To express main neutralization antigen VP7 of human rotavirus serotype G2 and G3 by recombinant adenoviruses on the basis of previous investigation of the prevalence of rotavirus in China.
On the basis of successfully expression of human rotavirus protein G1VP7 by recombinant adenovirus vector, the authors constructed some potent recombinant adenovirus strains encoding rotavirus G2 VP7 and G3 VP7 genes which belong to the main rotavirus isolates 97S43 and 97S48.
Replication defective recombinant adenoviruses expressing human rotavirus serotype G2 and G3 VP7 genes, named as rvAdG2VP7 and rvAdG3VP7 were successfully constructed.
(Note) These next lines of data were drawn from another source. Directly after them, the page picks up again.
PR #713, opened 2022-03-23
Updated 'lcz_primary' and 'lcz_secondary' style files

maxcollombin:
Correction a small inconsistency in the definition of the style to be applied for the primary and secondary lcz (see picture)

(It might also be interesting to reference these files in the wiki so that Geoclimate users can download them directly).

image


ebocher:
Thanks a lot @maxcollombin 
Good idea about a wiki page with a set of styles available

maxcollombin:
Yes, absolutely @j3r3m1.
The fact is that I first had to recreate a style file in qgis when you already had some available.

j3r3m1:
OK done for LCZ and UTRF, thanks for the contribution !

Issue #715, opened 2022-03-28
Inconsistencies between style file and wiki


maxcollombin:
Some small inconsistencies were found in the urban_typo style file on lines:

- https://github.com/orbisgis/geoclimate/blob/master/geoindicators/src/main/resources/styles/urban_typo.sld#L55-L58
- https://github.com/orbisgis/geoclimate/blob/master/geoindicators/src/main/resources/styles/urban_typo.sld#L78-L81
- https://github.com/orbisgis/geoclimate/blob/master/geoindicators/src/main/resources/styles/urban_typo.sld#L147-L150
- https://github.com/orbisgis/geoclimate/blob/master/geoindicators/src/main/resources/styles/urban_typo.sld#L170-L173

 and related information in the wiki:

https://github.com/orbisgis/geoclimate/wiki/UTRF-classification

It might also be interesting to keep some consistency between the names of the data files and those of the associated style files (ex urban_typo.sld, rsu_urban_typo_area.geojson, rsu_urban_typo_floor_area.geojson).

I can submit a PR if necessary...

ebocher:
Hey @maxcollombin 
You are welcome to send a PR.
Thanks a lot

PR #716, opened 2022-03-28
Small update on the style files

maxcollombin:
- Small update on the style files according to #715 
- Added the French version of the style files


ebocher:
Thanks a lot. Could you please change EN and FR to lowercase

PR #751, opened 2022-07-08
Modify workflow grid

j3r3m1:
There was two mistakes in the workflow:
- troubles to calculate sea/land fractions in the rasterize function
- values written in the ascii grid were null instead of -9999


geoindicators/src/main/groovy/org/orbisgis/geoclimate/geoindicators/WorkflowGeoIndicators.groovy
```diff
@@ -2216,26 +2216,30 @@ IProcess rasterizeIndicators() {
...
-                    datasource """ 
+                    datasource """
                             DROP TABLE IF EXISTS $tesselatedSeaLandTab;
                             CREATE TABLE $tesselatedSeaLandTab(id_tesselate serial, the_geom geometry, $seaLandTypeField VARCHAR)
-                                AS SELECT null, the_geom, $seaLandTypeField
-                                FROM ST_EXPLODE('select st_tesselate(the_geom) AS the_geom, $seaLandTypeField FROM $seaLandMaskTableName')"""
+                                AS SELECT explod_id, the_geom, $seaLandTypeField
+                                FROM ST_EXPLODE('(SELECT st_tessellate(the_geom) AS the_geom, $seaLandTypeField 
+                                                    FROM $seaLandMaskTableName
+                                                    WHERE ST_DIMENSION(the_geom) = 2 AND ST_ISEMPTY(the_geom) IS NOT TRUE
```
j3r3m1, line 2225: I suppose we can directly do that when the sea_land_mask is created ?

ebocher (approved):
Exceptionnel, brillant !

VP7 genes integrated into the viral genome were identified by PCR and Southern blot assay, and specific transcription were detected by RT-PCR in the 293 cells infected with recombinant adenoviruses. Expression of rotavirus VP7 proteins was demonstrated by Western blot assay.
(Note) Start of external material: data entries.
PR #762, opened 2022-09-09
Introduce several changes on geoclimate

ebocher:
- do not use highway= pedestrian and area=yes in the RSU process. This area must be considered in impervious layer.
- merge all tables one by one when the area is defined with a multipolygon, to obtain a continous domain
- use postfix instead of prefix to set a unique name for the output results. Indeed sometimes prefix is empty
- upgrade xstream lib

### DIFF
--- a/bdtopo_v2/src/main/groovy/org/orbisgis/geoclimate/bdtopo_v2/InputDataFormatting.groovy
+++ b/bdtopo_v2/src/main/groovy/org/orbisgis/geoclimate/bdtopo_v2/InputDataFormatting.groovy
@@ -41,7 +41,7 @@ IProcess formatBuildingLayer() {
                 hThresholdLev2 = 10
             }
 
-            def outputTableName = postfix "INPUT_BUILDING"
+            def outputTableName = postfix "BUILDING"
             debug 'Formating building layer'
 
             //Create the final building table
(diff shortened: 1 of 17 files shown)


j3r3m1:
>     * use postfix instead of prefix to set a unique name for the output results. Indeed sometimes prefix is empty
Is this really useful ? The prefix is used to distinguish two calculations. Using postfix makes it difficult to debug sometimes since it is difficult to know which is the last one. Moreover, it could lead to enormous databases if the database is not deleted regularly.

ebocher:
I' d like to said. Absolutely yes ,-)
Imagine you are running a workflow on two locations. Currently and for a few tables, the name of the ouput table is the same, this is the case for INPUT_ROAD. So you can't keep in the H2GIS database, the input_road table for both locations. Only the last one will be stored. This PR fixes this issue for all all output tables computed by the workflows.

ebocher:
Yes this will require some code and tests. 
but this does not solve the problem of tables with the same names. Or the user has to put a prefix by himself, which is very heavy.

ebocher:
Note that you can easly get the name of tables when a workflow is finished
e.g  process.getResults().output["Pont-de-Veyle"]["roadTrafficTableName"]

j3r3m1:
Bonjour,
    Je suis actuellement absent du bureau jusqu'au 15 octobre.
    Cordialement,
    Jérémy
    --
    Hi,
    I am actually out of office up to October the 15th.
    Best regards,
    Jérémy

The established recombinant adenoviruses expressing G2 and G3 serotype VP7s laid a significant basis for further animal experiments in the development of multivalent rotavirus vaccines against rotavirus infection.
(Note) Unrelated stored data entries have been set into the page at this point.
PR #769, opened 2022-09-27
OSM workflow restructuring

ebocher:
This PR introduces improvements on OSM module :
- better code organization
- better OSM data building
- better management for table names


geoindicators/src/main/groovy/org/orbisgis/geoclimate/geoindicators/BuildingIndicators.groovy
```diff
@@ -162,8 +162,8 @@ IProcess neighborsProperties() {
             }
             query += """$ID_FIELD FROM (
                 SELECT 
-                    ST_INTERSECTION(a.$GEOMETRIC_FIELD,
-                    b.$GEOMETRIC_FIELD) AS the_geom,
+                    ST_INTERSECTION(st_makevalid(a.$GEOMETRIC_FIELD),
```
j3r3m1, line 165: Shouldn't they made valid before ? We will be back to put makevalid everywhere otherwise no ?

基于此前对中国轮状病毒流行情况的调查,通过重组腺病毒表达人轮状病毒G2和G3型主要中和抗原VP7。
在重组腺病毒载体成功表达人轮状病毒蛋白G1VP7的基础上,构建了一些编码属于主要轮状病毒分离株97S43和97S48的轮状病毒G2 VP7和G3 VP7基因的高效重组腺病毒株。
成功构建了表达人轮状病毒G2和G3型VP7基因的复制缺陷型重组腺病毒,命名为rvAdG2VP7和rvAdG3VP7。通过PCR和Southern印迹分析鉴定了整合到病毒基因组中的VP7基因,并通过RT-PCR在感染重组腺病毒的293细胞中检测到特异性转录。通过Western印迹分析证实了轮状病毒VP7蛋白的表达。
所建立的表达G2和G3型VP7的重组腺病毒为进一步开展抗轮状病毒感染多价轮状病毒疫苗的动物实验奠定了重要基础。